Regarding the detection of microbleeds, we can generally distinguish between two approaches, two-dimensional (2D) [
34,
35] and three-dimensional (3D) [
36,
37,
38]. However, three-dimensional convolutional networks have significantly more parameters. For instance, 2D ResNet-50 has 23.9M parameters, while 3D ResNet-50 46.4M has almost twice as much [
39]. That leads to high computational costs, without a significant improvement in sensitivity and precision.
Most of the proposed methods were based on a two-stage approach [
24,
36,
37,
40]. The first stage aimed to detect CMB candidates and was implemented in different ways, not always using neural networks; for example, the authors of [
37,
40] used fast radial symmetry transform (FRST).
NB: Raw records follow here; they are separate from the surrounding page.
PR #1784, opened 2016-11-03
Differentiate between the different uses of "windows"

shepmaster:
Throw in some proper noun and minor typo fixes as well.


alexcrichton:
Thanks!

As a result, at this stage, it was possible to detect CMBs with high sensitivity, but the price for that is an enormous number of false-positives, which should be reduced in the next stage.
The challenge in 2D cerebral microbleeds detection is the fact that CMBs are mistaken with objects, like vessels, which are similar in two-dimensional space. The features to effectively distinguish CMBs from CMB mimics become apparent when analysing the sequence of adjacent slices and different types of images from the SWI sequence. Although cerebral microbleeds are best visible in the SWI, other ones also can be used to detect CMB. While most authors [
34,
35,
36,
37,
40] used only SWI, others used also Phase [
24], GRE [
41,
42], or QSM [
43]. The results reported in these papers and a comparison with our approach can be found in
Section 4.
In this paper, we present the results of our efforts put into the synthesis of a cerebral microbleeds detection system. We aimed to achieve a reliable system, i.e., one characterised by both high sensitivity and precision. Therefore, we have researched and analysed, among others, the impact of the way the training data are provided to the system, their resolution, the way of input images pre-processing, the choice of model and its structure, and also the ways of regularisation. Finally, we proposed a new algorithm for the system’s predictions post-processing, which enabled us to partially take into account the three-dimensional nature of the analysed problem, despite using a 2D detector.
The results of the most interesting research are presented in Tables 3–7. The system with the most suitable structure was compared with the results reported by other research groups (see Table 8). Its performance was also tested on a different dataset, completely different from the data used to train, validate and test the system (see Table 7).